Es wird zu einem Krieg kommen der nachher unter den Verbündeten ausbricht und Archimond wird siegen weil sie nicht beisammenstehen sondern sich schon jetzt untereinander bekriegen.


mit einem sanften Schritt vor geht sie auf Aleriasona zu..ihre Füsse berühren nicht den Boden eingehüllt in eine weisse Tunika in die Sonnenstrahlen eingewebt scheinen geht von ihr ein Göttliches warmes Licht aus und ihre Präsenz ist deutlich zu Spüren auch dürfte ihre reine Aure den Dämonen und dunklen Seelen schmerzen bereiten,sanft legt sie ihre zierliche Hand auf Alerias Wange blickt auf das Imposante Werk was die Lichtelfischen und Elementaren Zauberer mit ihrer Selbstaufgabe bewirkt haben nickt sanft

So habt ihr mit all eurer gebündelten Macht unmögliches möglich gemacht, euch für jenes Werk völlig aufgegeben nur um den Untergang dieser gefilde hier zu verhindern
den Heiligen Sangual errichtet,Stolz berührt mein Herz das ich solch prächtiges Werk erblicken darf geschaffen von reinen Herzen in völliger Selbstaufgabe für eine Gute Sache

Streichelt Aleria sanft. Ihre Stimme klingt Glockenhell und Klar,doch ist die Macht des Alters und der Weisheit in ihr énthalten..sie scheint sanft von überallher zu klingen fast schmeichelnd Honigsüß blickt auf das gleißende reine Werk mit einem Handstreich durch die Barriere gibt sie Ihren Göttlichen Segen für jenes Werk und heiligt es auf das Alles vergehen möge was unreinen Herzens durch die Barriere geht
  Top
"Autor"  
Nutzer: Sardal
Status: Profiuser
Post schicken
Registriert seit: 02.10.2001
Anzahl Nachrichten: 164

geschrieben am: 24.11.2002    um 12:28 Uhr   
Staunen spiegelte sich in den Augen des Priester der Rathma und schon seid Anbeginn der Vorbereitungen zu diesem rießigen "Ding", was auch immer es sein möge, fesselte ihn der Anblick ganz und gar.
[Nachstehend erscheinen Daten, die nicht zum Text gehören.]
PR #1057, opened 2026-03-14
feat(cli): Add query lifecycle callbacks to Console (#1057)

amitkdutta:
Summary:

Add optional start and completion callbacks to Console so callers can
hook into the query lifecycle for logging, metrics, or other processing.

- startCallback: invoked before parse for every query.
- completionCallback: invoked after execution with query timing, row
  counts, and success/failure status.

Reviewed By: hdikeman, mbasmanova

Differential Revision: D96492425

### DIFF
--- a/axiom/cli/Console.h
+++ b/axiom/cli/Console.h
@@ -15,9 +15,10 @@
  */
 #pragma once
 
+#include <chrono>
 #include <functional>
 #include <memory>
-#include <unordered_map>
+#include <optional>
 #include <utility>
 #include "axiom/cli/SqlQueryRunner.h"
 #include "axiom/sql/presto/SqlStatement.h"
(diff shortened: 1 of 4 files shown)


axiom/cli/Console.h
```diff
@@ -43,16 +43,47 @@ using PermissionCheck =
...
+
+/// Holds query metadata at completion time.
+struct QueryCompletionInfo {
+  std::string queryId;
+  std::string_view query;
+  bool succeeded{true};
+  std::string errorMessage;
+  /// Serialized query plan for downstream logging.
+  std::string planString;
+  uint64_t parseMicros{0};
```
mbasmanova: Would you document all the fields?

I think we need timing for parsing, optimizing and execution. optimizeMicros is missing.

PR #1088, opened 2026-03-18
feat(parser): Add logical_plan::Expr::operator== (#1088)

kagamiori:
Summary:

Add custom equality comparison for all Expr types.

- Add operator== to Expr base class with virtual equalTo() dispatch.
- Implement equalTo() for all derived classes except SubqueryExpr: 
InputReferenceExpr, ConstantExpr, CallExpr, SpecialFormExpr, AggregateExpr, 
WindowExpr, LambdaExpr.
- SubqueryExpr::equalTo() is not implemented and throws in this PR because 
there is no operator== of LocalPlanNode for SubqueryExpr::subquery_. This 
support will be added in https://github.com/facebookincubator/axiom/pull/1092.
- All shared_ptr members are dereferenced for value comparison, not pointer comparison.

Differential Revision: D97048671

### DIFF
--- a/axiom/logical_plan/Expr.h
+++ b/axiom/logical_plan/Expr.h
@@ -144,13 +144,31 @@ class Expr : public velox::ISerializable {
   virtual void accept(const ExprVisitor& visitor, ExprVisitorContext& context)
       const = 0;
 
+  /// Returns true if two expressions are structurally equal.
+  bool operator==(const Expr& other) const;
+
   std::string toString() const;
 
   /// Registers deserializers for all Expr subclasses.
   static void registerSerDe();
 
  protected:
-  /// Serializes common base fields (name, type, inputs).
+  // Returns true if derived-class-specific fields are equal. Called only when
+  // kind, type, and inputs already match.
+  virtual bool equalTo(const Expr& other) const = 0;
+
+  // Compares two ExprPtr values for structural equality. Either or both
+  // pointers may be null. Two nulls are considered equal; a null and a
+  // non-null are not.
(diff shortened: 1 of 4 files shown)


axiom/logical_plan/Expr.h
```diff
@@ -749,9 +776,19 @@ class SubqueryExpr : public Expr {
...
 
  private:
+  bool equalTo(const Expr& other) const override;
+
   const LogicalPlanNodePtr subquery_;
 };
 
 using SubqueryExprPtr = std::shared_ptr<const SubqueryExpr>;
 
+// Compares two nullable ExprPtr values for structural equality.
```
mbasmanova: use /// for public APIs

Why do we need equalNullableExprs? Does equalExprVectors also has "nullable" semantic? Would you expand the docs to clarify.

axiom/logical_plan/tests/ExprTest.cpp
```diff
@@ -62,5 +68,369 @@ TEST_F(ExprTest, looksConstant) {
...
+      WindowExpr::BoundType::kPreceding,
+      literal(10),
+      WindowExpr::BoundType::kFollowing,
+      literal(3)};
+  EXPECT_EQ(frame, frameAnother);
+  EXPECT_NE(frame, frameDifferent);
+}
+
+TEST_F(ExprTest, lambdaExprEquality) {
+  auto signature = ROW({"x"}, {BIGINT()});
```
mbasmanova: simplify: ROW("x", BIGINT())

mbasmanova (commented):
@kagamiori Thank you for iterating. PR description needs updating.

PR #1152, opened 2026-03-25
feat: Convert SplitManager/SplitSource APIs to coroutines (#1152)

hdikeman:
Summary:

Making split-related calls non-blocking using coroutines, since some connector implementations may do significant I/O work to construct splits or enumerate partitions and during these long calls may want to release the thread to do other work

Reviewed By: mbasmanova

Differential Revision: D98218415


mbasmanova (approved):
Thanks.

PR #1184, opened 2026-04-01
docs: Add design doc for bounded character types (CHAR(n), VARCHAR(n))

mbasmanova:
Differential Revision: D99098191

### DIFF
--- a/axiom/sql/presto/docs/BoundedCharacterTypes.md
+++ b/axiom/sql/presto/docs/BoundedCharacterTypes.md
@@ -1,0 +1,408 @@
+# Bounded Character Types — CHAR(n) and VARCHAR(n): Design Proposal
+
+*April 1, 2026*
+
+## Three distinct string types
+
+PrestoSQL has three string types. They look similar but have different
+semantics:
+
+| Type | Length | On CAST | Comparison | typeof() |
+|------|--------|---------|------------|----------|
+| `VARCHAR` | Unbounded | No truncation, no padding | Exact (spaces significant) | `varchar` |
+| `VARCHAR(n)` | Variable, ≤ n | Truncates to n | Exact (spaces significant) | `varchar(n)` |
+| `CHAR(n)` | Fixed, exactly n | Truncates to n, pads with spaces | Pad-space (trailing spaces ignored) | `char(n)` |
+
+These are three different types, not variations of the same type:
+
+- `VARCHAR` and `VARCHAR(n)` differ in cast behavior: `CAST('abcdef' AS
+  VARCHAR(3))` returns `'abc'`, but `CAST('abcdef' AS VARCHAR)` returns
+  `'abcdef'`.
+- `VARCHAR(n)` and `CHAR(n)` differ in padding and comparison:
+  `CAST('abc' AS VARCHAR(5))` returns `'abc'` (3 chars), but
+  `CAST('abc' AS CHAR(5))` returns `'abc  '` (5 chars). `CHAR` ignores
+  trailing spaces in comparisons; `VARCHAR` does not.
+
+String literals have type `VARCHAR(n)` where n is the literal's length:
+`'abc'` is `VARCHAR(3)`, `''` is `VARCHAR(0)`. Unbounded `VARCHAR` (no bound)
+is a separate type — only produced by an explicit `CAST(x AS VARCHAR)`.
+
+In the Presto Java implementation, unbounded `VARCHAR` has length
+`Integer.MAX_VALUE`. `CHAR` has a max length of `65536`.
+
+All semantics verified on production Presto (see Appendix A).
+
+Note: Hive connector do not support bounded character types. These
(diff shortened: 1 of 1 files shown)


axiom/sql/presto/docs/BoundedCharacterTypes.md
```diff
@@ -0,0 +1,408 @@
...
+String literals have type `VARCHAR(n)` where n is the literal's length:
+`'abc'` is `VARCHAR(3)`, `''` is `VARCHAR(0)`. Unbounded `VARCHAR` (no bound)
+is a separate type — only produced by an explicit `CAST(x AS VARCHAR)`.
+
+In the Presto Java implementation, unbounded `VARCHAR` has length
+`Integer.MAX_VALUE`. `CHAR` has a max length of `65536`.
+
+All semantics verified on production Presto (see Appendix A).
+
+Note: Hive connector do not support bounded character types. These
```
KcGo007, line 35: One question : For values read from connectors/files, where do you think `CHAR(n)` padding should happen?

For example, if the logical type is `CHAR(5)` and the physical reader returns `A` without padding, would you prefer:

* padding inside each concrete reader (Parquet / ORC / DWRF),
* padding at a shared scan boundary such as `FileDataSource`,
* or some other layer?

My preference is the shared scan boundary because it has both the logical `CHAR(n)` type and the materialized vector, and avoids duplicating the same CHAR logic across file-format readers.

axiom/sql/presto/docs/BoundedCharacterTypes.md
```diff
@@ -0,0 +1,408 @@
...
+  before the comparison reaches the execution engine.
+
+The common supertype rules for comparisons (see Appendix B for production
+Presto plans):
+
+| Comparison | Common supertype | Rule |
+|---|---|---|
+| `CHAR(5)` = `CHAR(10)` | `CHAR(10)` | CHAR wins; `max(n, m)` |
+| `CHAR(5)` = `VARCHAR(10)` | `CHAR(10)` | CHAR wins; `max(n, m)` |
+| `CHAR(5)` = `VARCHAR` | `CHAR(65536)` | CHAR wins; 65536 = max CHAR length (*) |
```
KcGo007, line 60: The common-supertype rule says:

CHAR(n) vs unbounded VARCHAR → CHAR(65536).

With the padded CHAR representation described in the proposal, a short value coerced to CHAR(65536) could require roughly 64 KB of physical string data per value.

Is physically materializing that padding the intended implementation, or is there an expected optimization for this case?

Thanks

mbasmanova:
@KcGo007 Thanks for the careful read.

Before you spend more time on it: I wrote this in April and did not pursue it.
Bounded character types only turn up on legacy MySQL tables, and I concluded the
functionality wasn't worth the implementation cost — none of this is being
built.

Answering your two questions properly means reloading a fair amount of context,
so before I do that: what's your interest here? If you're running into
`CHAR(n)`/`VARCHAR(n)` in practice, or you're thinking about picking the work
up, say so and I'll dig the details back out.

KcGo007:
> @KcGo007 Thanks for the careful read.
> 
> Before you spend more time on it: I wrote this in April and did not pursue it. Bounded character types only turn up on legacy MySQL tables, and I concluded the functionality wasn't worth the implementation cost — none of this is being built.
> 
> Answering your two questions properly means reloading a fair amount of context, so before I do that: what's your interest here? If you're running into `CHAR(n)`/`VARCHAR(n)` in practice, or you're thinking about picking the work up, say so and I'll dig the details back out.

@mbasmanova Thanks for the context. Yes — I’m actively picking up CHAR(n) support for Prestissimo/Velox because we’re running into it in practice, and I found your design while working through the implementation.

I’m trying to follow the architecture you proposed rather than inventing a separate design, so your input would be very helpful.

KcGo007:
For now, I'm following Masa's design doc for most of the CHAR type implementation: https://github.com/facebookincubator/axiom/pull/1184

axiom/sql/presto/docs/BoundedCharacterTypes.md
mbasmanova: @KcGo007 The Hive connector doesn't support bounded types — only MySQL and
similar do, which is why the doc scopes them that way. So the Parquet/ORC/DWRF
layering question doesn't arise.

Where it does arise, it's the connector's job. A connector that declares a
column `CHAR(n)` returns values of length n, the same way one declaring
`BIGINT` returns 8-byte integers. Nothing above the connector should be fixing
up a value to match the type it was handed.

axiom/sql/presto/docs/BoundedCharacterTypes.md
mbasmanova: @KcGo007 This looks like a real gap. As written the proposal does materialize
the padding, so your ~64KB per value is real — there is no optimization behind
it.

This needs more thought.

Er wohl als einziger hat ihren Blick erhaschen können und er weiß was sie denkt, glaubt es zu wissen, denn ihr Gesicht ist von Sorge um das Bündniss geprägt. Er versteht sie, versteht sie sehr gut sogar....den unwillkürlich drängte sich ihm die Begegnung mit Hevron des gestrigen Tages zurück ins Gedächtniss. Es bereitet ihm Sorge doch wird er diese für sich behalten, es gehört nicht hierher, eigentlich sollte er es vergessen zum Wohle aller. Nun man wird sehen.

Zuletzt richteten sich seine Aufmerksamkeit und die Gedanken jedoch wieder den Arbeiten der Dame Aleriasonas zu. Prachtvoll, und sein Blick wanderte von einem Ort zum anderen und mit Mühe konnte er sich ein freudiges Lachen verkneifen, wurde ihm doch gewahr weshalb diese Arbeiten von sich gingen.
Er sah über die Schulter, sah zum Horizont hinter dem sich die Geißel unaufhörlich näherte doch als plötzlich ein Schatten über ihn viel sah er hinauf, in den Himmel und er sah einen riesigen Drachen stumm in den starken Winden gleiten, die Schwingen ausgebreitet und den starken Hals vorraus gestreckt. Er sah ihm noch ein wenig nach, wie er kleiner wurde, letztendlich eine Silouette am Himmel und schließlich verschwand. Das Schuppenkleid glänzte in der Sonne als ob er dieser zum Trotze heller scheinen wollte.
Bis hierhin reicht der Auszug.